The company indeed values compliance and ethics. Because compliance is an important element of our business, not only protecting the company and employees but our customers. As much as it is important to set up compliance standards, it’s also important to listen to employees’ opinions about the standards and deliver its message well.

MSD Korea’s management signed a collective agreement with labor in January. I feel proud that we could reach a mutual agreement after close discussions with the trade union.

I plan to visit regional offices in Daegu, Gwangju, Daejeon, and Busan, starting from early July, to communicate with the staff. I will share the management’s positions and also listen to what our workers have to say. If they have any advice, I will take it humbly at any time.

Q: What do you think is MSD Korea’s role in the Korean healthcare industry?

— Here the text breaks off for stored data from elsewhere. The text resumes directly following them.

PR #441, opened 2024-10-30
feat(protocol/currencies): Generate currencies based off provided network topology and protocol definition.

KirilMihaylov:


protocol/packages/currencies/src/payment/mod.rs
```diff
@@ -1,45 +1,51 @@
...
+use currency::{AnyVisitor, Matcher, MaybeAnyVisitResult, MemberOf};
+use sdk::schemars::JsonSchema;
 
-pub use self::only::PaymentOnlyGroup;
+use crate::{lease, lpn, native};
 
+pub use self::only::Group as OnlyGroup;
 #[cfg(feature = "testing")]
-pub use testing::*;
+pub use self::testing::*;
```
gmanev7, line 10: could you please enumerate the types explicitly?

protocol/packages/currencies/src/payment/mod.rs
```diff
@@ -1,45 +1,51 @@
...
-    fn maybe_visit_member<M, V>(_matcher: &M, _visitor: V) -> MaybeAnyVisitResult<Self::TopG, V>
+    #[cold]
+    #[inline]
+    fn maybe_visit_member<M, V>(_: &M, _: V) -> MaybeAnyVisitResult<Self::TopG, V>
     where
         M: Matcher,
         V: AnyVisitor<Self::TopG>,
     {
-        unreachable!()
+        unimplemented!()
```
gmanev7, line 47: disagree
the meaning of `unreachable` better match the real case, please revert

protocol/packages/currencies/src/payment/only/mod.rs
```diff
@@ -1,24 +1,32 @@
...
+#[path = "testing.rs"]
+pub(crate) mod impl_mod;
 
-#[derive(Clone, Copy, Debug, Ord, PartialEq, PartialOrd, Eq)]
-pub struct PaymentOnlyGroup {}
+#[derive(
+    Clone, Copy, Debug, Ord, PartialEq, PartialOrd, Eq, Serialize, Deserialize, JsonSchema,
+)]
+#[serde(deny_unknown_fields, rename_all = "snake_case")]
+#[schemars(crate = "sdk::schemars")]
```
gmanev7, line 21: [everywhere] what does it bring to the definition? We have been living without it.

gmanev7 (commented):
reviewed the code without currencies/build/

protocol/packages/currencies/build/convert_case.rs
```diff
@@ -0,0 +1,36 @@
...
+    .for_each(|substring| {
+        let mut chars = substring.chars();
+
+        if let Some(first_character) = chars.next() {
+            string.push(first_character.to_ascii_uppercase());
+
+            chars
+                .map(|ch| ch.to_ascii_lowercase())
+                .for_each(|ch| string.push(ch));
+        }
```
gmanev7, line 27: collecting chars from a composite iterator would avoid pushing chars into a String

protocol/packages/currencies/src/payment/only/mod.rs
KirilMihaylov: It removes the need for the `sdk::schemars::{self, JsonSchema}` which makes it cryptic why the module itself is imported via `self`. This makes it more explicit and readable.

protocol/packages/currencies/src/payment/mod.rs
KirilMihaylov: I changed it because the documentation of the `unreachable!` macro states that:

> This is useful any time that the compiler can’t determine that some code is unreachable. For example:
>
> * Match arms with guard conditions.
> * Loops that dynamically terminate.
> * Iterators that dynamically terminate.

I'd argue that our case does not fit any of these and it's more of an API design issue, thus `unimplemented!` fits better in my personal opinion.

protocol/packages/currencies/src/lease/mod.rs
```diff
@@ -1,30 +1,32 @@
...
-pub struct LeaseGroup {}
+#[schemars(crate = "sdk::schemars")]
+pub enum Group {}
 
-impl Group for LeaseGroup {
+impl currency::Group for Group {
     const DESCR: &'static str = "lease";
-    type TopG = PaymentGroup;
 
+    type TopG = payment::Group;
```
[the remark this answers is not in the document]
KirilMihaylov: I don't think there is a preferred way to do that, but it I think it pollutes the scope more and I followed the example of how we refer to functions from another module.

protocol/packages/currencies/build/currencies_tree.rs
```diff
@@ -0,0 +1,144 @@
...
+        );
+
+        let result = inverse_targets
+            .iter()
+            .try_fold(self.parents, |mut parents, target| {
+                if parents.entry(target).or_default().insert(ticker) {
+                    ControlFlow::Continue(parents)
+                } else {
+                    ControlFlow::Break(())
+                }
```
gmanev7, line 86: .then_some(parents) would be shorter

protocol/packages/currencies/build/currencies_tree.rs
```diff
@@ -0,0 +1,144 @@
...
+                .collect(),
+        );
+
+        let result = inverse_targets
+            .iter()
+            .try_fold(self.parents, |mut parents, target| {
+                if parents.entry(target).or_default().insert(ticker) {
+                    ControlFlow::Continue(parents)
+                } else {
+                    ControlFlow::Break(())
```
gmanev7, line 85: Is that an indication of an error? If yes,one must return some

protocol/packages/currencies/build/currencies_tree.rs
```diff
@@ -0,0 +1,144 @@
...
+        }
+    }
+
+    fn process_targets(
+        mut self,
+        protocol: &Protocol,
+        host_currency_ticker: &str,
+        ticker: &'topology str,
+        targets: &'topology PairTargets,
+    ) -> ControlFlow<(), Self> {
```
gmanev7, line 64: Let's avoid misusing that type in scenarios it is not designed for. After all, here we do not control any flow.

protocol/packages/currencies/build/currencies_tree.rs
```diff
@@ -0,0 +1,144 @@
...
+            .filter(|&(ticker, _)| {
+                super::filter_selected_currencies(protocol, host_currency_ticker, ticker)
+            })
+            .try_fold(
+                const {
+                    Self {
+                        parents: const { BTreeMap::<_, BTreeSet<_>>::new() },
+                        children: const { BTreeMap::<_, BTreeSet<_>>::new() },
+                    }
+                },
```
gmanev7, line 44: Better move it into the type (CurrenciesTree)

protocol/packages/currencies/src/payment/mod.rs
KirilMihaylov: I would even go as far to suggest splitting the two traits if we even need to put a marker that this method is not implemented and/or shouldn't be executed.

gmanev7: The code is prose. The `unimplemened!` conveys the developer's intent to implement it at some point of time. In our case, that is not true.
The best solution would be to transform the trait(s) to avoid such cases, but since it requires additional work I insist on reverting to the main branch state.

protocol/packages/currencies/src/payment/only/mod.rs
gmanev7: this is quite opinionated 
the `use` solution is more straightforward - the compiler complains ... and one satisfies it. Nobody takes it as "cryptic" because when removes it - he receives the feedback quickly.

protocol/packages/currencies/build/convert_case.rs
```diff
@@ -0,0 +1,31 @@
...
+            })
+    })
+    .flat_map(|substring| {
+        let mut chars = substring.chars();
+
+        chars
+            .next()
+            .map(|first_character| first_character.to_ascii_uppercase())
+            .into_iter()
+            .chain(chars.map(|ch| ch.to_ascii_lowercase()))
```
gmanev7, line 23: why introduce a lambda? would not `char::to_ascii_lowercase` work for you?

protocol/packages/currencies/src/payment/mod.rs
KirilMihaylov: I disagree with the first statement because this is from the documentation of `todo!`:
> The difference between `unimplemented!` and `todo!` is that while `todo!` conveys an intent of implementing the functionality later and the message is “not yet implemented”, `unimplemented!` makes no such claims. Its message is “not implemented”.

For the second, if you agree, could you write it down as an issue so we can pick it up at a later date?

protocol/packages/currencies/src/payment/only/mod.rs
KirilMihaylov: Well, I did take it as cryptic, but I agree it is opinionated. I would rather have it explicit as all things, but I'm willing to compromise on this.

protocol/packages/currencies/build/convert_case.rs
KirilMihaylov: I would have if I could, as you know I usually am the one to try simplify those. It takes a reference to `self`, instead of by value.

protocol/packages/currencies/src/payment/mod.rs
gmanev7: After digging more into their descriptions, I have to admit that I have been using `unreachable` in cases it was not intended to be.  Since there are more occurrences in the code, I'd suggest changing that in a dedicated commit/PR. 
https://github.com/nolus-protocol/nolus-money-market/issues/445

KirilMihaylov: Okay. That sounds good to me! Reverting the change here now.

protocol/packages/currencies/src/lease/mod.rs
```diff
@@ -1,30 +1,32 @@
...
+
+    #[inline]
```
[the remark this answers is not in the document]
KirilMihaylov: The PR in it's current state is in the middle, thus why I chose it as a base.
image

protocol/packages/currencies/build/currencies_tree.rs
```diff
@@ -0,0 +1,130 @@
...
+
+pub(crate) struct CurrenciesTree<'parents_of, 'parent, 'children_of, 'child> {
+    parents: BTreeMap<&'parents_of str, BTreeSet<&'parent str>>,
+    children: BTreeMap<&'children_of str, BTreeSet<&'child str>>,
+}
+
+impl<'topology> CurrenciesTree<'topology, 'topology, 'topology, 'topology> {
+    const EMPTY: Self = Self {
+        parents: BTreeMap::<_, BTreeSet<_>>::new(),
+        children: BTreeMap::<_, BTreeSet<_>>::new(),
```
gmanev7, line 23: I think `Parents` and `Children` is what you wanted to use here, instead of `BtreeSet`?

protocol/packages/currencies/build/main.rs
```diff
@@ -0,0 +1,148 @@
...
+                File::open(TOPOLOGY_JSON).context("Failed to open \"topology.json\"!")?,
+            )
+            .context("Failed to parse topology JSON!")?,
+            serde_json::from_reader(
+                File::open(PROTOCOL_JSON).context("Failed to open \"protocol.json\"!")?,
+            )
+            .context("Failed to parse protocol JSON!")?,
+        )
+    } else {
+        Ok(())
```
gmanev7, line 76: I am curious why we say OK if the descriptors are missing.

protocol/packages/currencies/build/main.rs
```diff
@@ -0,0 +1,148 @@
...
+    );
+
+    let files_exist = IntoIterator::into_iter([PROTOCOL_JSON, TOPOLOGY_JSON])
+        .map(Path::new)
+        .map(Path::try_exists)
+        .try_fold(true, |all_exist, result| {
+            result
+                .map(|exists| all_exist && exists)
+                .context("Failed to check whether JSON descriptor file exists!")
+        })?;
```
gmanev7, line 45: please extract this chunk into a function to reduce the main fn length

protocol/packages/currencies/build/main.rs
```diff
@@ -0,0 +1,148 @@
...
+            )
+        } else {
+            bail!(
+                "`{BUILD_REPORT:?}` environment variable set but topology \
+                and/or protocol descriptors don't exist!",
+            );
+        }
+    } else {
+        Either::Right(io::stderr())
+    };
```
gmanev7, line 60: please extract this chunk into a function to reduce the main fn length

protocol/packages/currencies/build/main.rs
```diff
@@ -0,0 +1,148 @@
...
+        println!("cargo::rerun-if-changed={path}");
+    }
+
+    println!("cargo::rerun-if-env-changed={BUILD_REPORT}");
+
+    let output_directory: &Path = &PathBuf::from(
+        env::var_os("OUT_DIR").context("Cargo did not set `OUT_DIR` environment variable!")?,
+    );
+
+    let files_exist = IntoIterator::into_iter([PROTOCOL_JSON, TOPOLOGY_JSON])
```
gmanev7, line 38: please rename the variable to become more descriptive, for example, `definition_found`

protocol/packages/currencies/build/main.rs
```diff
@@ -0,0 +1,148 @@
...
+        output_directory,
+        &protocol,
+        &host_currency,
+        &dex_currencies,
+        &CurrenciesTree::new(&topology, &protocol, host_currency.ticker())?,
+    )
+}
+
+#[inline]
+fn filter_selected_currencies(
```
gmanev7, line 139: name it better - for example `protocol_currency`
and make it a member of `Protocol`

protocol/packages/currencies/build/main.rs
```diff
@@ -0,0 +1,148 @@
...
+        .map(Path::new)
+        .map(Path::try_exists)
+        .try_fold(true, |all_exist, result| {
+            result
+                .map(|exists| all_exist && exists)
+                .context("Failed to check whether JSON descriptor file exists!")
+        })?;
+
+    let build_report = if let Some(report_file) = env::var_os(BUILD_REPORT) {
+        if files_exist {
```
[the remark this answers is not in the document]
KirilMihaylov: That is a really good point. Thank you for pointing it out!

protocol/packages/currencies/build/main.rs
KirilMihaylov: This case is valid as we have the dummy currencies gated behind `testing`, which do not require any additional sources.

protocol/packages/currencies/build/currencies_tree.rs
KirilMihaylov: Sadly no, I thought the same thing when I extracted it, but `Parents` and `Children` actually hold references. I should be able to rework them a bit actually and use them here.
Also, I should be able to elide the generics here, as the types are well-know.

gmanev7: without claiming that I understand the entire mechanics here, I would suggest reviewing if the ownership of the tickets could be brought here and allow the usage of Parents and Children.

protocol/packages/currencies/build/main.rs
gmanev7: may we check the presence of that gate, and Err() otherwise?

protocol/packages/currencies/build/main.rs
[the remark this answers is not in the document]
KirilMihaylov: Looking a bit more into the context here, I actually do check that because my assumption is that if the environment variable is set, then the one setting it _expects_ that there should be a build step. That is why I error when that is not the case.

protocol/packages/currencies/build/main.rs
```diff
@@ -35,45 +36,50 @@ fn main() -> Result<()> {
         env::var_os("OUT_DIR").context("Cargo did not set `OUT_DIR` environment variable!")?,
     );
 
-    let files_exist = IntoIterator::into_iter([PROTOCOL_JSON, TOPOLOGY_JSON])
+    if env::var_os("CARGO_FEATURE_TESTING").is_some() {
+        Ok(())
+    } else if check_for_definitions()? {
+        let build_report = build_report_writer()?;
```
gmanev7, line 42: I believe the `let output_directory = ...` scope could be reduced to this block only

protocol/packages/currencies/build/main.rs
```diff
@@ -91,58 +97,26 @@ where
         dex_currencies,
     } = topology.currency_definitions(&protocol.dex_network)?;
 
-    if *protocol.lpn_ticker == *host_currency.ticker() {
+    if protocol.lpn_ticker == CurrencyDefinition::ticker(host_currency.borrow()) {
```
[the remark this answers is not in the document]
KirilMihaylov: I added it just now to prevent it being mixed up with the other currencies.

PR #444, opened 2024-11-14
refactor(protocol/lease): Remove unnecessary `unwrap`s by revisiting API.

KirilMihaylov:


gmanev7:
Thanks for the PR!
I have an even better and simpler solution that will be checked in soon

PR #1747, opened 2026-07-07
Add Measurement API and gated cold-boot/hitless boot init

parvathib:
Fixes #1674 
Implements measurement_boot_init on caliptra-mcu-measurement-api: cold boot initializes DPE/PCR stores and writes the MCU-RT root record; hitless update validates preserved state and fails closed. Adds dpe_rotate_context_default and dpe_tag_tci to caliptra-api-lite, and an ATTESTATION error domain.

App boot wiring is gated behind the off-by-default `measurement-boot-init` feature: cold boot rotates MCU-RT off the DPE default handle, which the current SPDM path still signs with, so it stays disabled until that path is rewired to track the rotated handle.

PR #1895, opened 2026-07-31
Cherry picks from main phase 1

mlvisaya:
Cherry-picked PRs:

- #1627 Size Tracking for Image and Stack sizes
- #1153 Already present in `main-2.1` (empty cherry-pick)
- #1649 Add tool to check vendor and owner PK hashes on firmware bundles
- #1726 Update GitHub Actions
- #1710 Use chunked CertifyKey for DPE leaf certificate
- #1750 Trigger bitstream build only on TCL file changes
- #1735 Allow overriding Caliptra ROM source ref
- #1754 Fix attestation workflow bundle build
- #1747 Add Measurement API and gated cold-boot/hitless boot initialization
- #1694 Implement streaming DebugUnlock and SET_CERTIFICATE
- #1761 Move MCU mailbox to scratch-backed lite APIs
- #1758 Use Measurement API for DPE handles


mhatrevi (approved):

.github/workflows/bitstream-build.yml
```diff
@@ -25,7 +26,7 @@ jobs:
         segmented: [true, false]
     steps:
       - name: Checkout repo
-        uses: actions/checkout@de0fac2e4500dabe0009e67214ff5f5447ce83dd #v6.0.2
+        uses: actions/checkout@v7
```
helloxiling, line 29: Why do we change the checkout from an immutable SHA to `actions/checkout@v7`?

mlvisaya: Hi, this is from https://github.com/chipsalliance/caliptra-mcu-sw/pull/1726. I think the SHA was for v.6.0.2 which is not tagged since it's a patch. v7 is a tag so it points directly to a specific commit, therefore no need to specify SHA

clundin25: https://docs.github.com/en/actions/reference/security/secure-use#using-third-party-actions

runtime/userspace/api/mcu-mbox-lib/src/cmd_interface.rs
clundin25, line 229: These commands were unintentionally deleted. If possible chunk cherry-picks into smaller patches to improve odds of catching this

mlvisaya: that's a good catch! i'll re-place it back on the next set of cherry-picks

clundin25: No worries, I've added it back in: https://github.com/chipsalliance/caliptra-mcu-sw/pull/1874

PR #1906, opened 2026-08-05
Add production support for FirmwareVersion and DeviceCapabilities commands

helloxiling:
Source Caliptra Core version and capabilities from the Core mailbox, report MCU runtime version and the compiled capability bitmap over MCI mailbox and MCTP VDM, and retire the mock command handlers.


common/config/src/version.rs
```diff
@@ -0,0 +1,25 @@
+// Licensed under the Apache-2.0 license
+
+pub const MCU_RUNTIME_VERSION_MAJOR: u32 = 2;
+pub const MCU_RUNTIME_VERSION_MINOR: u32 = 1;
```
mlvisaya: for main branch, would the version be 2.0.0 ? and for main-2.1 branch, this would be 2.1.0?

common/config/src/capabilities.rs
```diff
@@ -0,0 +1,77 @@
+// Licensed under the Apache-2.0 license
+
+bitflags::bitflags! {
+    #[derive(Clone, Copy, Debug, Default, PartialEq, Eq)]
+    pub struct McuRuntimeCapabilities: u64 {
+        const FLASH_BOOT = 1 << 0;
+        const STREAMING_BOOT = 1 << 1;
+        const FIRMWARE_UPDATE = 1 << 2;
+        const SPDM_RESPONDER = 1 << 3;
+        const MCTP_VDM_RESPONDER = 1 << 4;
```
mlvisaya, line 10: should we include DOE in the capabilities?

mlvisaya (commented):
added some nits, but otherwise it looks good.

common/config/src/capabilities.rs
helloxiling: Good catch! We should add it.

common/config/src/version.rs
helloxiling: Yes, that's correct, and I misunderstood it earlier. Fixed it in latest commit.

mlvisaya (approved):
LGTM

A: What I was most impressed about Korea is that Koreans are highly professional. In Korea, so many people are not only professionals but “who can work.” Physicians also seemed to have rich and solid scientific experiences. Scientific data derived from partnerships with Korean medical institutions are also highly evaluated. Among the top 10 institutions in the world, MSD is working with for anticancer drug trials, four are Korean.

So, MSD is continuing R&D investment in Korea. Out of 13 billion global R&D investment last year, 15 billion won ($13 million) went to R&D in Korea. There are 142 clinical trials ongoing in Korea.

MSD will focus on innovative drug development in four key businesses — Oncology, Vaccine, Hospital Specialty, and General Medicine. The old MSD had excellent product portfolios, but the product range was too broad, and the company’s strategy had to be scattered. With the spin-off, we can focus on key areas. As we continue to invest in R&D, we expect to see more achievements in the future.